Iran's can provide Pakistan Gas "Within Months"
Iranian President Hassan Rouhani said on Saturday that Iran had completed work on its side of a much-delayed pipeline pumping natural gas to Pakistan and would be in a position to provide gas to its energy-starved neighbour in a few months.
Rouhani spoke at a news conference while in Pakistan for two days of talks focused on increasing Pakistan's electricity imports from Iran, boosting trade relations and reviving plans for a pipeline between the two countries.
"Iran has constructed this gas pipeline up to the border of Pakistan and we are ready to deliver the gas to Pakistan at our borders. We have almost completed our share," Rouhani said. "It is now up to Pakistan to initiate work on its side."
Dubbed the "peace pipeline", the $7 billion gas project has faced repeated delays since it was conceived in the 1990s to connect Iran's giant South Pars gas field to India via Pakistan.

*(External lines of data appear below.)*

PR #493, opened 2019-07-16
Add labels to redis deployment

### LINKED ISSUE #490: Add labels to redis deployment to know which project is using it
When looking in kube, it's hard to cross-reference the actual project that has installed the redis deployment with the given name of the redis deployment. It would be great if we had labels to make it crystal clear which project is using which redis workers.

davechan813:
Fix #490. Sorry made a mistake pushing wrong branch last time.

### DIFF
--- a/plugins/kubernetes/redis.go
+++ b/plugins/kubernetes/redis.go
@@ -73,8 +73,8 @@ func (x *Kubernetes) doRedis(e transistor.Event) error {
 
 	payload := e.Payload.(plugins.ProjectExtension)
 
-	deploymentName := genRedisDeploymentName(payload)
-	redisDeployment, err := x.createRedisDeploymentSpec(deploymentName)
+	deploymentName, projectName := genRedisDeploymentName(payload)
+	redisDeployment, err := x.createRedisDeploymentSpec(deploymentName, projectName)
 	if err != nil {
 		x.sendErrorResponse(e, err.Error())
 		return err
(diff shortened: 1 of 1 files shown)


plugins/kubernetes/redis.go
```diff
@@ -204,20 +209,21 @@ func (x *Kubernetes) createRedisServiceSpec(payload plugins.ProjectExtension, sv
...
 	projectSlug := payload.Project.Slug
+	shortProjectSlug := payload.Project.Slug
 
 	if len(payload.Environment) > 10 {
 		env = payload.Environment[:10]
 	}
 
 	if len(payload.Project.Slug) > 10 {
-		projectSlug = payload.Project.Slug[:10]
+		shortProjectSlug = payload.Project.Slug[:10]
```
aballman: I think you should change this around a bit. Instead of keeping the data in two variables, projectSlug and shortProjectSlug, you should keep an int that stores the length of `projectSlug`.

India quit the project in 2009, citing costs and security issues, a year after it signed a nuclear deal with Washington.
The United States had opposed Pakistani and Indian involvement, saying the project could violate sanctions imposed on Iran over its nuclear activities.
Most of the sanctions were lifted in January in return for Iran complying with a deal to curb its nuclear ambitions.
BOOSTING TRADE
At Saturday's news conference, the Iranian president said Iran was also interested in connectivity between Pakistan's southern port of Gawadar and the Chabahar port in southeast Iran through roads and shipping lines.
He said Iran was already selling 1,000 MW of electricity to Pakistan and would increase this up to 3,000 MW.
Speaking at a business conference with Rouhani earlier in the day, Pakistani Prime Minister Nawaz Sharif said Pakistan and Iran had signed an agreement to increase annual trade volumes between the two countries to $5 billion by 2021.
On Friday, the Pakistani premier said Pakistan would open two new crossing points on its border with Iran, helping to encourage trade hampered by years of Western sanctions against Tehran.
Trade between Pakistan and Iran fell to $432 million in 2010-11 from $1.32 billion in 2008-09, according to the Trade Development Authority of Pakistan.
Energy-starved Pakistan suffers about 12 hours of power cuts per day and is keen to import Iranian oil, gas, iron and steel.
Iran is interested in Pakistani textiles, surgical goods, sports goods and agricultural products.
Pakistan also plans to set up industrial sites in the impoverished border area, especially for petrochemicals storage, and link the infrastructure to a $46 billion project with China dubbed the China-Pakistan Economic Corridor.